* _What is needed_:
Check every line of the entries below for "audit", and copy the lines that have it.

* _Stored items_:
=-=-=

PR #1125, opened 2026-08-01
fix(prompts): remove stale tool names, merge artifact, triple-copied rebuild essay + full slimming audit

huangzesen:
## Summary

Prompt/skills/tests slimming for the kernel. Three previously-separate PRs squashed into this one per request: **#1125 (prompts) + #1127 (sqlite-log-query) + #1128 (nokv-workbench)**. Total **-1,669 lines** across 12 files.

## 1. Stale tool names (correctness, 4 files)
The a-priori \summary=true\ guidance listed \ash\, \
ead\, \grep\, \glob\ as callable tools. The kernel's canonical public capability names are **\shell\** and **\ile\** (read/glob/grep are *file* actions); \ash\ survives only as a hidden input alias and \
ead\/\grep\/\glob\ fail loudly as capability names. Fixed in substrate.md, procedures.md, token_efficiency.md, summarize_best_practice.md.

## 2. Merge artifact
\substrate.md\ read "molt only when context pressure (≥85%), explicit human request, or **human request**, or conversation confusion" — a duplicated \human request\. Removed.

## 3. Triple-copied forced-rebuild essay
0.85/1.0/0.75 rebuild mechanics were near-verbatim in substrate.md (~43 lines), procedures.md (~35 lines), and a catalog file. Both resident copies are now compact action lists pointing to summarize-manual as canonical. (-84 lines for items 1-3.)

## 4. Delete nokv-workbench skill + test surface (-1054 lines)
NoKV is not part of the shipped product (only a placeholder-expansion docstring example existed in agent.py). Verified there is **no live preflight gate** — the skill's PREFLIGHT.md was consumed only by its own tests. Removes: skill (25.5KB + 3 assets), 8 contract tests, test_skills assertions, docstring example. Keeps the generic \_expand_agent_placeholders\ test (renamed neutral).

## 5. Trim sqlite-log-query -47% (-491 lines)
The reference an agent loads to debug runtime problems spent 534 lines on a Trajectory Mining campaign methodology (4 LLM prompt templates, finding schema, digest template, worked examples). Condensed to a 42-line actionable pipeline (SQL-first, cheap daemons, primary-agent triage, human-gated routing). Core query tooling, redaction, pitfalls, scripts all kept. 956 -> 465 lines.

## Tests audit (delivered, no code changes in this PR)
Full audit of the pytest suite (374 files / 145,918 lines / 6,018 tests) is documented in the PR conversation and saved to a working report. Key findings for follow-up PRs:
[...]

PR #1127, opened 2026-08-01
docs(skills): trim sqlite-log-query ~47% by condensing trajectory mining

huangzesen:
## Summary

Trims the sqlite-log-query intrinsic reference by **47%** (956 -> 465 lines, 35,049 -> 18,446 bytes) by condensing the Trajectory Mining section from a 534-line campaign methodology into a 42-line actionable summary.

## Why

The reference an agent loads when debugging a runtime problem (log.sqlite queries, lingtai-agent log doctor|query|rebuild) spent over half its bytes on a Trajectory Mining *campaign* framework: 4 full LLM prompt templates (classifier, anomaly summarizer, observability-gap, cross-run pattern), a finding schema, a validation rubric, an output digest template, two worked examples, and a periodic-mode procedure. That is self-improvement methodology, not kernel tooling - it crowded out the actual query material.

## What stays

Everything needed to query and investigate logs: safety contract, commands, schema quick reference, query recipes, source discovery, investigation workflow, redaction/privacy rules, pitfalls, and the event_summary.py script docs.

## What changes

The Trajectory Mining section is replaced with a 42-line condensed version that preserves the capability and the discipline:
- When to use / not use
- 10-step pipeline: ground the ask, doctor check, manifest, **SQL-only first-pass** (never raw logs to an LLM), chunk+redact, **cheap daemon batch**, primary-agent triage with reproducible-SQL validation, digest, human-gated routing, stop
- Model discipline (tier-1/tier-2 LLM passes; primary agent synthesizes)
- Validation rule: a finding is only reportable if SQL can reproduce it

Keeps the "Trajectory Mining" heading and phrasing pinned by 	est_skills.py catalog assertions.

## Verification

- 	ests/test_skills.py system-manual catalog assertions pass (frontmatter, title, command refs, trajectory mining phrasing).
- The 5 pre-existing 	est_skills.py failures on main are unrelated (web_manual/tilde/psyche/frontmatter) and unchanged.


huangzesen:
Superseded by #1125 (Jason: squash into one PR). All sqlite-log-query trim changes are now on fix/slim-prompts-skills.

=-=-=

* _Task response_:
fix(prompts): remove stale tool names, merge artifact, triple-copied rebuild essay + full slimming audit
## Tests audit (delivered, no code changes in this PR)
Full audit of the pytest suite (374 files / 145,918 lines / 6,018 tests) is documented in the PR conversation and saved to a working report. Key findings for follow-up PRs:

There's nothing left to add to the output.